Intermediate Web — OWASP Top 10

SQL Injection — Payloads, Bypass, and Prevention

SQL Injection occurs when user input is concatenated directly into SQL queries without sanitization. The database executes the attacker’s payload as part of a legitimate query.

How the Vulnerability Arises

// VULNERABLE — direct concatenation
$id = $_GET['id'];
$query = "SELECT * FROM users WHERE id = $id";

Input 1 OR 1=1 returns every record. Input 1; DROP TABLE users-- can destroy data.

Types of SQL Injection

In-band (classic): result is visible in the HTTP response.
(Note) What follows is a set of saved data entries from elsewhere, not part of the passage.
PR #3366, opened 2023-04-26
Fix can't find mvn

radumereuta:
I'm hoping this is why it can't find `mvn`.

Right now the jammy deploy fails with
```
+ docker exec -t k-package-docker-test-jammy-5dde91161befd1f004ba0af7b8527e0616ae799c bash -c 'mv /tmp/settings.xml ~/.m2/settings.xml'
+ docker exec k-package-docker-test-jammy-5dde91161befd1f004ba0af7b8527e0616ae799c /bin/bash -c 'mvn --batch-mode deploy'
/bin/bash: line 1: mvn: command not found
Error: Process completed with exit code 127.
```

Blind: no direct output. Attacker infers data from behavioral differences.

  • Boolean-based: 1 AND 1=1 vs 1 AND 1=2 — page changes or not.
  • Time-based: 1; WAITFOR DELAY '0:0:5'-- — delay confirms execution.

Out-of-band: data exfiltrated via DNS or HTTP to an external server.

Didactic Example — Login Bypass

-- Original query
SELECT * FROM users WHERE email='INPUT' AND password='INPUT'

-- Payload in the email field (test environment)
' OR '1'='1' --

-- Resulting query
SELECT * FROM users WHERE email='' OR '1'='1' --' AND password='...'
-- Returns all users; authentication bypassed

Time-based Blind SQLi (fictional environment: example.com)

GET /item?id=1%3B+IF(1%3D1)+WAITFOR+DELAY+'0%3A0%3A3'--

Response takes 3 seconds → confirms injection and SQL Server backend.

Prevention — Prepared Statements

// SAFE — parameter separated from query
$stmt = $pdo->prepare("SELECT * FROM users WHERE id = :id");
$stmt->execute([':id' => $id]);
$user = $stmt->fetch();
# Python with psycopg2
cursor.execute("SELECT * FROM users WHERE email = %s", (email,))
// Java JDBC
PreparedStatement stmt = conn.prepareStatement(
    "SELECT * FROM users WHERE id = ?"
);
stmt.setInt(1, userId);

Layered Defenses

  • ORM with binding: Eloquent, Hibernate, SQLAlchemy use parameters by default.
  • WAF: blocks known patterns (does not replace prepared statements).
  • Least privilege: database account only has SELECT where sufficient.
  • Input validation: reject unexpected types before the query is built.
  • Logs and alerts: monitor queries with suspicious patterns (UNION, --, OR 1=1).

Detection Tools (Authorized Use Only)

sqlmap is the standard in authorized penetration testing. In your own environments or with the client’s written permission, it surfaces vectors that manual testing can miss.

Never run it against systems without formal written authorization.